TRY IT: Throughout the material, some lines may have the word "point". Count them and give the number only.

** AVAILABLE RECORDS follows **

PR #384, opened 2025-03-18
Add function to get list of loaded configuration paths

Anilm3:
This PR adds a new builder function to retrieve all loaded paths, either as a complete list or filtered based on a given regex, the signature of this function is as follows:

```c
uint32_t ddwaf_builder_get_config_paths(ddwaf_builder builder, ddwaf_object *paths, const char *filter, uint32_t filter_len);
```

This function allows the builder user to determine the available set of configurations in order to determine if the default one needs to be added.

### DIFF
--- a/include/ddwaf.h
+++ b/include/ddwaf.h
@@ -415,6 +415,27 @@ bool ddwaf_builder_remove_config(ddwaf_builder builder, const char *path, uint32
 ddwaf_handle ddwaf_builder_build_instance(ddwaf_builder builder);
 
 /**
+ * ddwaf_builder_get_config_paths
+ *
+ * Provides an array of the currently loaded paths, optionally matching the
+ * regex provided in filter. In addition, the count is provided as the return
+ * value, allowing paths to be nullptr.
+ *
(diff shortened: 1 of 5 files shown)


include/ddwaf.h
```diff
@@ -414,6 +414,27 @@ bool ddwaf_builder_remove_config(ddwaf_builder builder, const char *path, uint32
...
+ * ddwaf_builder_get_config_paths
+ *
+ * Provides an array of the currently loaded paths, optionally matching the
+ * regex provided in filter. In addition, the count is provided as the return
+ * value, allowing paths to be nullptr.
+ *
+ * @param builder Builder to perform the operation on. (nonnull)
+ * @param paths The object in which paths will be returned, as an array of
+ *        strings. If NULL, only the count is provided. (nullable)
+ * @param filter An optional string type regex to filter the provided paths. (nullable).
```
cataphract, line 427: the documentation should specify the regex is unanchored (it's tested for all positions)

cataphract (approved):

PR #387, opened 2025-03-20
[v2] Refactor and improve object types

Anilm3:
- Refactor of `object_view` and `object_converter` to allow for more common methods on `owned_object` and `borrowed_object`.
- `ddwaf_object` interface has been updated to use owned / borrowed / view where relevant.
- Added initializer lists for container creation functions, for object creation simplicity.
- The remaining comments from https://github.com/DataDog/libddwaf/pull/378 and https://github.com/DataDog/libddwaf/pull/382 have been addressed here.

Remaining work (future PRs):

- <strike>Completely refactor object_view and object_converter.</strike>
- Replace all uses of `ddwaf_object` within tests with `owned_object`, `borrowed_object` and `object_view.`
- Remove `raw_configuration` in favour of `object_view` or use `object_view` behind the scenes.
- <strike>Update `ddwaf_object_*` interface to use new types.</strike>
- Improve context methods to avoid `ddwaf_object` arguments or `optional_ref`.
- Add allocator support and check for allocator compatibility on `emplace` and `emplace_back`.
- Remove all uses of `malloc` / `free`

PR #388, opened 2025-03-21
[v2] Improved object initializers

Anilm3:


Anilm3:
Added a more compact version of this to https://github.com/DataDog/libddwaf/pull/387

PR #391, opened 2025-03-26
[v2] Remove remaining uses of ddwaf_object in `src` and `tests/unit`

Anilm3:


Anilm3:
Changes are primarily to tests, merging...

PR #400, opened 2025-04-25
JWT Decoding Processor

Anilm3:
This PR introduces a new processor for decoding JWT tokens. This new processor can be used as a preprocessor to generate an address containing the JWT token contents as a map with the following schema:

```json
{
  "header": { ... },
  "payload": { ... },
  "signature": {
    "available" : true | false 
  }
}
```

In addition, the following supporting changes have been introduced:
- The `base64_decode` transformer has been "forked" into the `base64url_decode` transformer, as used by JWT.
- The underlying JSON within the token is being parsed using rapidjson.

Related Jiras: [APPSEC-57472]

[APPSEC-57472]: https://datadoghq.atlassian.net/browse/APPSEC-57472?atlOrigin=eyJpIjoiNWRkNTljNzYxNjVmNDY3MDlhMDU5Y2ZhYzA5YTRkZjUiLCJwIjoiZ2l0aHViLWNvbS1KU1cifQ


src/transformer/base64_decode.cpp
```diff
@@ -113,4 +76,92 @@ bool base64_decode::transform_impl(cow_string &str)
...
+    for (size_t pos = 0; pos < str.length(); ++pos) {
+        if (!ddwaf::isalnum(str[pos]) && str[pos] != '-' && str[pos] != '_') {
+            // If it's not a valid base64, it must be the trailing =
+            if (str[pos] == '=') {
+                size_t equals = 0;
+                while (pos + equals < str.length() && str[pos + equals] == '=') { equals += 1; }
+
+                // The = must go to the end, and there musn't be too many
+                const size_t padding = 4 - (pos % 4);
+                if (pos + equals == str.length() && equals <= 3 && equals <= padding) {
```
cataphract, line 137: I'm not sure about this. rfc 4648 says there can 0, 1 or 2 padding characters (section 4).

Also this method is difficult to read. Split the loop, and don't use two variable to move:

```cpp
const size_t len = str.length();
size_t pos = 0;

// consume valid characters (A-Za-z0-9-_)
while (pos < len) {
    const char c = str[pos];
    const bool is_base64url_char = (ddwaf::isalnum(c) || c == '-' || c == '_');
    if (!is_base64url_char) {
        break; // not part of the alphabet. Move to the padding check
    }
    pos++;
}

// check the remaining characters for padding ('=')
size_t padding_len = 0;
while (pos < len) {
    if (str[pos] != '=') {
        return false; // invalid char
    }
    padding_len++;
    pos++;
}

// TODO: validation for the padding amount

```

src/json_utils.cpp
```diff
@@ -0,0 +1,109 @@
...
+        } else if (doc.IsArray()) {
+            ddwaf_object_array(&object);
+        } else {
+            ddwaf_object_invalid(&object);
+        }
+        return object;
+    };
+
+    rapidjson::Document doc;
+    const rapidjson::ParseResult result = doc.Parse(json.data(), json.size());
```
cataphract, line 53: You could use the streaming parser to avoid the intermediary structures, this is especially the case here because you're not even taking advantage of the fact that you know in advance the size of the containers (the realloc overhead happened already inside rapidjson code). See e.g. https://github.com/DataDog/nginx-datadog/blob/master/src/security/body_parse/body_json.cpp#L89

CMakeLists.txt
```diff
@@ -97,7 +97,9 @@ elseif(WIN32)
     list(APPEND LIBDDWAF_INTERFACE_LIBRARIES ws2_32)
 endif()
 
-set(LIBDDWAF_PRIVATE_LIBRARIES "")
+add_subdirectory(third_party EXCLUDE_FROM_ALL)
+
+set(LIBDDWAF_PRIVATE_LIBRARIES lib_rapidjson)
```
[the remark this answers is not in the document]
Anilm3: I didn't bother because rapidjson is header only.

src/transformer/base64_decode.cpp
Anilm3: I just moved this code around (didn't really check if it was correct), I'll double check.

src/json_utils.cpp
Anilm3: Good point, I'll have a look thanks

Anilm3: > because you're not even taking advantage of the fact that you know in advance the size of the containers

In fairness, this will not be an issue in v2 since the new abstractions allow for preallocation.

Anilm3: Done.

src/transformer/base64_decode.cpp
Anilm3: Fixed.

src/json_utils.cpp
```diff
@@ -64,6 +64,19 @@ class object_reader_handler
     : public rapidjson::BaseReaderHandler<rapidjson::UTF8<>, object_reader_handler> {
 public:
     object_reader_handler() { stack_.reserve(max_depth + 1); }
+    ~object_reader_handler()
+    {
+        // Cleanup
+        ddwaf_object_free(&root_);
```
cataphract, line 70: it would be better if there were an owning ddwaf_object (maybe in v2)

src/json_utils.cpp
```diff
@@ -64,6 +64,19 @@ class object_reader_handler
...
+        if (key_ != nullptr) {
```
cataphract, line 71: prefer something like `std::unique_ptr<char[], decltype(&free)>`

cataphract (approved):

src/json_utils.cpp
Anilm3: Good point.

PR #402, opened 2025-05-07
Replace ddwaf_result with ddwaf_object

Anilm3:
This PR replaces `ddwaf_result`  with a `ddwaf_object` in the `ddwaf_run` call. This result object is only filled when the result is a non-error one and it contains a map with the following contents:

```
{
  "events": [ ... ],
  "actions": { ... },
  "timeout": (true | false),
  "duration": integer,
  "attributes": { ... },
  "keep": (true | false)
}
```

Note that `derivatives` have been replaced with `attributes` and `keep` is provided but not yet supported internally.

Related Jiras: [APPSEC-57573]

[APPSEC-57573]: https://datadoghq.atlassian.net/browse/APPSEC-57573?atlOrigin=eyJpIjoiNWRkNTljNzYxNjVmNDY3MDlhMDU5Y2ZhYzA5YTRkZjUiLCJwIjoiZ2l0aHViLWNvbS1KU1cifQ

### DIFF
--- a/src/context.cpp
+++ b/src/context.cpp
@@ -108,6 +108,9 @@ std::pair<DDWAF_RET_CODE, ddwaf_object> context::run(
     auto on_exit = scope_exit([this]() { this->exclusion_policy_.ephemeral.clear(); });
 
     auto *free_fn = ruleset_->free_fn;
+
+    // TODO these checks should be moved to the interface through something along the
+    // lines of ctx.insert(...) -> bool
     if (persistent.has_value() && !store_.insert(*persistent, attribute::none, free_fn)) {
         DDWAF_WARN("Illegal WAF call: parameter structure invalid!");
         return {DDWAF_ERR_INVALID_OBJECT, {}};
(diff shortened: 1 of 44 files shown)


src/context.cpp
```diff
@@ -48,51 +51,94 @@ void set_context_event_address(object_store &store)
...
 }
 
+// NOLINTBEGIN(cppcoreguidelines-avoid-const-or-ref-data-members)
+struct result_wrapper {
+    ddwaf_object &events;
+    ddwaf_object &actions;
+    ddwaf_object &duration;
+    ddwaf_object &timeout;
+    ddwaf_object &attributes;
+    ddwaf_object &keep;
```
cataphract, line 61: looks unused

src/context.cpp
```diff
@@ -48,51 +51,94 @@ void set_context_event_address(object_store &store)
...
+};
+// NOLINTEND(cppcoreguidelines-avoid-const-or-ref-data-members)
+
+result_wrapper initialise_result_object(ddwaf_object &object)
+{
+    ddwaf_object_map(&object);
+
+    bool add_res = true;
+    ddwaf_object tmp;
+    add_res &= ddwaf_object_map_addl(&object, STRL("events"), ddwaf_object_array(&tmp));
```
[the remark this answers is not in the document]
Anilm3: No, I just wanted a lazy way to get a combined failure.

src/context.cpp
Anilm3: Yes, this will be used in the next PR (trace-tagging)

estringana (approved):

** End of AVAILABLE RECORDS **

ANSWER BOX: 2